Still a cub, Tiger Tiger earning its stripes

Tiger Tiger has only been playing Atlanta-area stages since October, but guitarist/vocalist Buffi Aguero already has learned a valuable lesson in how not to treat opening acts.

Last month, the band opened for legendary post-punk outfit the Fall at the Echo Lounge, and everyone was “super nice,” says Aguero, “except Mark E. Smith, who’s notoriously a big jackass. None of us were allowed backstage. He was just a total rock star.”

Judging from the group’s modest (but rising) fan base, Tiger Tiger — Aguero, guitarist/saxophonist Shane Pringle, organist Sam Leyja, bassist/cellist Deisha Oliver and drummer Mike Poteet — shouldn’t resign itself to sharing stages with well-known punk-rock egos.
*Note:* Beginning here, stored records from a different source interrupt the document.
PR #8876, opened 2025-11-11
Add review validation for Hole

### LINKED ISSUE #8855: Hole Countersink Diameter Should be greater then Hole Diameter
we need a way to tell the user that one value is in the conflict with the other one
currently you can set the countersink diameter smaller then hole

discussion in slack: https://kittycadworkspace.slack.com/archives/C09DE3MSZN3/p1762782332586389

Image

it also bricks the app (kcl edit needed):

Image

pierremtb:
Fixes #8855 by actually running mock exec on holes.

I thought we had to wait for it to be non-experimental and I was wrong, the blocker was elsewhere, we weren't creating the `hole::hole` correctly in `addHole`.

The error here could be improved but at least #8855 can't happen anymore.

image

### DIFF
--- a/.eslintrc.json
+++ b/.eslintrc.json
@@ -45,6 +45,7 @@
     "@typescript-eslint/no-this-alias": "warn",
     "@typescript-eslint/no-unnecessary-type-assertion": "error",
     "@typescript-eslint/no-unnecessary-type-constraint": "error",
+    "@typescript-eslint/no-unnecessary-type-parameters": "error",
     "no-unused-vars": "off", // This is wrong; use the @typescript-eslint one instead.
     "@typescript-eslint/no-unused-vars": [
       "error",
--- a/packages/codemirror-lsp-client/src/client/codec/utils.ts
+++ b/packages/codemirror-lsp-client/src/client/codec/utils.ts
@@ -12,6 +12,9 @@ export class Codec {
     return Bytes.encode(delimited)
   }
 
+  // The generic type T is used to assert the return type is T instead of `any`
+  // or `unknown`. This is unsafe!
+  // eslint-disable-next-line @typescript-eslint/no-unnecessary-type-parameters
   static decode<T>(data: Uint8Array): T {
     const delimited = Bytes.decode(data)
     const message = Headers.remove(delimited)
--- a/packages/codemirror-lsp-client/src/client/index.ts
+++ b/packages/codemirror-lsp-client/src/client/index.ts
@@ -246,7 +246,7 @@ export class LanguageServerClient {
     return this.client.request(method, params) as Promise<LSPRequestMap[K][1]>
   }
 
-  requestCustom<P, R>(method: string, params: P): Promise<R> {
+  requestCustom<R>(method: string, params: unknown): Promise<R> {
     return this.client.request(method, params) as Promise<R>
   }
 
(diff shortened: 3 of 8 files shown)


src/lang/modifyAst/faces.ts
```diff
@@ -181,64 +182,107 @@ export function addHole({
...
   const { solidsExpr, facesExpr, pathIfPipe } = result
 
+  // Extra args for createCallExpressionStdLibKw as we're calling functions from a module
+  const nonCodeMeta = undefined
+  const modulePath = [createIdentifier('hole')]
+
   // Prep the big label args
   let holeBodyNode: Node<CallExpressionKw> | undefined
   if (holeBody === 'blind' && blindDepth && blindDiameter) {
-    holeBodyNode = createCallExpressionStdLibKw('hole::blind', null, [
```
pierremtb, line 187: Explicitely doing `hole::blind` was wrong, as in `createLocalName` it would only set the `name` prop to `hole::blind`, instead of `name` to `blind` and `path` (which I didn't know about) to `[hole]`!

src/lang/create.ts
```diff
@@ -152,7 +155,8 @@ export function createCallExpressionStdLibKw(
   name: string,
   unlabeled: CallExpressionKw['unlabeled'],
   args: CallExpressionKw['arguments'],
-  nonCodeMeta?: NonCodeMeta
+  nonCodeMeta?: NonCodeMeta,
+  path?: Node<Identifier>[]
 ): Node<CallExpressionKw> {
```
pierremtb, line 160: Figured we didn't really need a dedicated util function for that, and could just make the path and option arg. Maybe `modulePath` would be a better name?

src/lib/commandBarConfigs/modelingCommandConfig.ts
```diff
@@ -856,9 +856,25 @@ export const modelingMachineCommandConfig: StateMachineCommandSetConfig<
...
+        ast: kclManager.ast,
+        artifactGraph: kclManager.artifactGraph,
+      })
+      if (err(modRes)) return modRes
+      const execRes = await mockExecAstAndReportErrors(
+        modRes.modifiedAst,
+        rustContext
+      )
+      if (err(execRes)) return execRes
+    },
```
pierremtb, line 877: We can now enable this and catch the error to show it to the user. Which fixes the issue!

src/machines/modelingMachine.ts
```diff
@@ -3228,9 +3215,6 @@ export const modelingMachine = setup({
           },
           {
             focusPath: [pathToNode],
-            // This is needed because hole::hole is experimental,
-            // and mock exec will fail due to that
-            skipErrorsOnMockExecution: true,
```
pierremtb, line 3233: I was wrong! It was because of another bug we're fixing here :)

src/lib/commandBarConfigs/modelingCommandConfig.ts
max-mrgrsk: Hey what do you think about making the error messages more user friendly?
Like just say the part after the colon? Or at least avoid dev terms like asert? 

Image

pierremtb: I agree but this might be a bigger effort than just case-by-case?

max-mrgrsk (approved):
nice fix, thank you!

src/lib/commandBarConfigs/modelingCommandConfig.ts
pierremtb: I mean that I would make sure we don't catch that error TS side and send a new one, but rather review these with KCL people. Does that sound right?

PR #8888, opened 2025-11-12
fix extra id creation during double/unnecessary close

gserena01:
Close ALWAYS creates a new path and id, even when the engine does not. Because some functions rely on a 1:1 mapping between zds and engine IDs, these loose IDs can create big problems! 

Solution: Only create a new ID+path segment when the engine does. This uses the same tolerance as the engine, which is a constant and does not change with unit size or scene scale


rust/kcl-lib/src/std/sketch.rs
```diff
@@ -1270,24 +1270,30 @@ pub(crate) async fn inner_close(
...
+        };
 
-    let mut new_sketch = sketch;
-    if let Some(tag) = &tag {
-        new_sketch.add_tag(tag, &current_path, exec_state, None);
+        if let Some(tag) = &tag {
+            new_sketch.add_tag(tag, &current_path, exec_state, None);
+        }
+        new_sketch.paths.push(current_path);
     }
```
jtran, line 1306: I think that in the else case, i.e. when they are already the same point, if the user specified a tag, we should create a warning saying that a tag declarator was specified, but no segment was created.

Issue #8588, opened 2025-10-16
Text-to-CAD (Copilot) conversation history fails to load in GovCloud environment


jacebrowning:
Steps to reproduce, for those will access:

1. Download [Zoo Design Studio (Staging)](https://zoo.dev/design-studio/download/staging)
2. Connect to the `zoogov.dev` environment
3. Create a new project
4. Open the Text-to-CAD pane

<br>
<img width="1426" height="934" alt="Image" src="https://github.com/user-attachments/assets/4f8de179-6241-4b7c-976a-1c781ca2596a" />

nadr0:
Okay I debugged the workflow that is failing but I don't know why it is failing yet.
When using the staging application this is the workflow that is called and fails.

```
  const tryToGetExchanges = () => {
    const mlEphantConversations =
      props.systemIOActor.getSnapshot().context.mlEphantConversations

    // Not ready yet.
    if (mlEphantConversations === undefined) {
      return
    }
    if (props.settings.meta.id.current === uuidNIL) {
      return
    }

    const conversationId = mlEphantConversations.get(
      props.settings.meta.id.current
    )

    if (conversationId === uuidNIL) {
      return <-- It returns here. The mlEphantConversations has content from `~/.config/zoo-modeling-app-staging/ml-conversations.json` but the current project id is not in that list so the conversationId lookup fails. Why isn't that project in the mapping? 
    }
```

nadr0:
Okay I debugged the TS code and it looks to be correct.

The issue is the websocket is abnormally closing with 1006 error code which means it will never create a conversation id. It knows that it doesn't have one but it cannot go further in the setup code because the websocket closes. 

We do not recover the websocket connection so it stalls forever. The big issue isn't the stalling but the fact that websocket just closes with 1006 every single time you open a connection. I have never had it succeed.

nadr0:
This is blocked as a conversation in Slack on 10/28/2025. This cannot be immediately fixed. This is still a real issue but will be on the back burner.

pierremtb:
@jacebrowning once the staging build lands could you double check that it's working for you after https://github.com/KittyCAD/text-to-cad/pull/2246?

lee-at-zoo-corp:
We fixed it on the service side.

jacebrowning:
This is not yet fixed. The original steps to reproduce still apply.

lee-at-zoo-corp:
[...]

PR #8900, opened 2025-11-13
Enable support for internal testing of Zookeeper in production

jacebrowning:
As a _stepping stone_ toward release, we'd like to have the option to enable the Zookeeper agent for Text-to-CAD on some projects in production to ensure the backend infrastructure is ready for launch. By default, it will remain disabled in production and we won't advertise this setting to users. We _might_ use this setting to show a demo to Tatonka when https://github.com/KittyCAD/modeling-app/issues/8588 is resolved, as an early preview for feedback.

---

Contributes to https://github.com/KittyCAD/modeling-app/issues/8951

### DIFF
--- a/package-lock.json
+++ b/package-lock.json
@@ -5606,9 +5606,9 @@
       }
     },
     "node_modules/@jest/reporters/node_modules/glob": {
-      "version": "10.4.5",
-      "resolved": "https://registry.npmjs.org/glob/-/glob-10.4.5.tgz",
-      "integrity": "sha512-7Bv8RF0k6xjo7d4A/PxYLbUCfb6c+Vpd2/mB2yRDlew7Jb5hEXiCD9ibfO7wpk8i4sevK6DFny9h7EYbM3/sHg==",
+      "version": "10.5.0",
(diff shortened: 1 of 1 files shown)


pierremtb:
So @jacebrowning the next step here is to change the setting to `enable_copilot`, right?

jacebrowning:
@pierremtb Once this PR is shipped, we can test copilot in production. Once we're happy with that, I think the next PR should remove the setting entirely. A third PR will delete the unused code.

pierremtb:
@jacebrowning Ok, I thought testing in production would be opt-in, rather than opt-out?

jacebrowning:
@pierremtb yes, **this** PR is creating the opt-in, see the default value of `disableCopilot: true` for production. I don't want to go through the trouble of renaming the setting, which will be short-lived and never advertised.

EDIT: I went forward with the settings rename and inversion per Greg's request.

greg-motif:
Let's use "Zookeeper" instead of "copilot"

pierremtb (approved):
Ty!

Issue #8880, opened 2025-11-12
Consolidate competing classes related to KCL and execution loop


franknoirot:
All of these subsystems act as "singletons" in our system, and have overlapping responsibilities around the KCL code editor, the parsing/execution of the KCL code, or both:
1. [CodeManager](https://github.com/KittyCAD/modeling-app/tree/main/src/lang/codeManager.ts#L23-L23)
2. [KclManager](https://github.com/KittyCAD/modeling-app/tree/main/src/lang/KclSingleton.ts#L82-L82)
3. [EditorManager](https://github.com/KittyCAD/modeling-app/tree/main/src/editor/manager.ts#L63-L63)

These 3 classes constantly reference each other within their methods, leading to very buggy and hard-to- follow code paths.
|                      | KclManager | CodeManager | EditorManager |
| ---- | ---- | ---- | ---- |
| KclManager | x                   |       11                   |          1                 |
| Code Manager | 0 | x | 7 |
| EditorManager | 5 | 2 | x |

In addition, these classes interact with each other and the following other subsystems in messy and uncontrolled ways:
1. [this Singletons interface](https://github.com/KittyCAD/modeling-app/tree/main/src/lang/KclSingleton.ts#L71-L76) is an attempt to wrangle those dependencies to at least be passed in. We however need to separate these concerns enough that these systems don't need cyclic references or things very close to it.
2. [kclEditorMachine](https://github.com/KittyCAD/modeling-app/tree/main/src/machines/kclEditorMachine.ts#L24-L24): I think the fact that this machine even exist speaks to our lack of properly designed control flow
3. I don't understand how these three classes interact with "the kcl plugin" referenced [here](https://github.com/KittyCAD/modeling-app/tree/main/src/editor/manager.ts#L338-L338), whether that is referring to the interpreter or the LSP extension for CodeMirror.

nadr0:
https://github.com/KittyCAD/modeling-app/blob/8e1259466e7576bc33b05b8bd4898324153aa0fb/src/unitTestUtils.ts#L126

and

https://github.com/KittyCAD/modeling-app/blob/8e1259466e7576bc33b05b8bd4898324153aa0fb/src/unitTestUtils.ts#L60

franknoirot:
[...]

PR #8905, opened 2025-11-13
fix: timeout issue with engine connection logic

nadr0:
# issue
multiple people have reported issues with the engine connection timeout and it doesn't show a reconnect screen

# implementation
- If `executeCode()` takes longer than the 30s timeout the application gets in a stuck state

I do not want the `executeCode()` to be counted in the 30 second timeout. I've moved the timer into `attemptToConnectToEngine` and then moved the `executeCode()` into `setupSceneAndExecuteCodeAfterOpenedEngineConnection` so once you have made an engine connection you will then try to run the kcl code and you won't have a global 30 second timeout for everything.

- Each attempt will have 30 seconds to connect to the engine and infinite time to execute the KCL code and setup the scene. If this fails it will do another attempt for a total of 5 attempts.
- Added proof of concept hook unit test in vitest that was previously too difficult to add due to the unit vs integration testing coupling. I can add more unit tests to this hooks codebase now!


src/hooks/network/useOnFileRoute.test.tsx
```diff
@@ -0,0 +1,264 @@
+import { renderHook } from '@testing-library/react'
```
nadr0, line 1: This unit test is proof that I can now add more unit tests to the hooks within the engine connection workflow that were previously too difficult to write because of the unit tests vs integration test coupling.

This is around file route changing when a user clicks a file to load. This is a simpler example to prove that this testing workflow is viable.

src/hooks/network/useOnFileRoute.test.tsx
```diff
@@ -0,0 +1,264 @@
...
+      const rustContext = new RustContext(engineCommandManager)
+      const sceneInfra = new SceneInfra(engineCommandManager)
+      const editorManager = new EditorManager(engineCommandManager)
+      const codeManager = new CodeManager({ editorManager })
+      const kclManager = new KclManager(engineCommandManager, {
+        rustContext,
+        codeManager,
+        editorManager,
+        sceneInfra,
+      })
```
franknoirot, line 38: Hey heckin' oops looks like you went and documented the correct dependency flow for #8880, uh yay

src/hooks/network/useOnFileRoute.test.tsx
```diff
@@ -0,0 +1,264 @@
...
+        useOnFileRoute({
+          file,
+          isStreamAcceptingInput: true,
+          engineCommandManager,
+          kclManager,
+          resetCameraPosition: callback,
+        })
+      })
+      unmount()
+      expect(callback).toHaveBeenCalledTimes(0)
```
franknoirot, line 88: Nice I like this

src/hooks/network/useTryConnect.tsx
```diff
@@ -25,15 +25,25 @@ const attemptToConnectToEngine = async ({
...
   settingsEngine: SettingsViaQueryString
+  timeToConnect: number
 }) => {
   const connection = new Promise<boolean>((resolve, reject) => {
+    const cancelTimeout = setTimeout(() => {
+      EngineDebugger.addLog({
+        label: 'useTryConnect.tsx',
+        message: 'Took too long to connect, cancelTimeout',
+      })
+      reject('took too long to connect, cancelTimeout')
```
franknoirot, line 44: Does the user see this as a toast? If so I would suggest:
```suggestion
      reject(`Took too long to connect, timed out.`)
```

franknoirot (approved):
Nice tests

src/hooks/network/useOnFileRoute.test.tsx
nadr0: This is a partial implementation here.

The most accurate one we have is this https://github.com/KittyCAD/modeling-app/issues/8880#issuecomment-3529803427

which is what I used in the integration testing land.

src/hooks/network/useTryConnect.tsx
nadr0: No the user will not see this as a toast.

The quintet’s eclectic, amorphous sound — roaring one minute, soaring the next — is given to the kind of dynamic shifts in style that cause crowds to take notice.

The mixture “is very unique,” Aguero says, acknowledging echoes of Richard Hell and the Stilettos. Others pick out strains of Cursive or even the poetic imagery of Leonard Cohen. “We can go from being a rock band to doing noisy, weird stuff really easily. It gives us a breadth that a normal rock band wouldn’t have.”

Having already cobbled together a four-song demo, the nascent outfit is in the process of shopping for a label to help them record a full album. Once a deal is secured, gathering material should be no problem.

“This is a super-easy project to write songs for, because everybody is so participatory,” says Aguero. “It’s really easy to bring in even just a half-baked idea and flesh it out. It’s still real fun and new, like a first date.”

Tiger Tiger plays Sat., May 8, at Art Farm. $5.